Наташа долго смотрела на рисунок, а потом сказала:

— Ты знаешь, я давно хочу с тобой поговорить обо всем, что ты… не знаешь, в общем… Я все откладывала, думала — рано, вот станешь взрослым. А теперь мне кажется иногда, что уже поздно. С тобой что-то случилось… Или уже случается… Как с Лермонтовым…

Я промолчал, хотя мне интересно было знать, что такое со мной случилось или случается, как с Лермонтовым, но Наташа сама объяснила:

— У него есть пьеса «Странный человек», как будто несмышленышем написана, потом сразу — гениальный «Маскарад»… Знаешь, бывает, что человек седеет за минуту: может, повзрослеть можно тоже сразу? Ты как думаешь?

Я промолчал потому, что я об этом не думал. Просто мне было интересно, куда Наташа клонит. Что-то она уже знает. То тети Варино счастье, то «Странный человек» этот… Лермонтов.

— Я, между прочим, имею в виду твои иллюстрации к «Евгению Онегину» Пушкина, — объяснила она.

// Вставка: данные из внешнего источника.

PR #546, opened 2020-11-24
Revert release workflow change of "Rust release job (#542)"

gj:
This reverts commit 96eeb86ba1e3fbf10c977eeae011417ed4539703.


saolsen:
We need the publish one, just drop the release one.

saolsen:
The one in publish.yml is the one we need to keep and the one in release.yml is the one to revert.

saolsen (approved):

Issue #816, opened 2021-04-02
Go - proposal for new (or alternative) class registration syntax


delicb:
Now, registering a class requires providing an instance of `reflect.Type`, like so:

Я прижался теснее к Наташкиному плечу. Меня все эти дни знобило: и от солнца знобило, и от теней деревьев знобило. И от Наташи, через ее плечо в мое плечо, во всего меня переливалась самая теплая температура на земле, тепло живого, доброго, умного человеческого тела. Я молча грелся, пока Наташа не сказала, кивая головой в сторону женщин с набитыми хозяйственными сумками в руках, шагавших с электрички:

— С работы идут… И опять на работу…

— Ну давай, — сказала Наташа, поднимаясь с травы и протягивая мне руку. — Ты тоже пойми маму: в молодости она на папу надеялась, бросила киноинститут, все свое бросила, думала — он паровоз, а мы все вагоны, а оказалось, что паровоз-то она сама. Думаешь, ей легко нас всех тянуть? Я знаю еще много, чего ты не знаешь. В чем истина папиных и маминых отношений.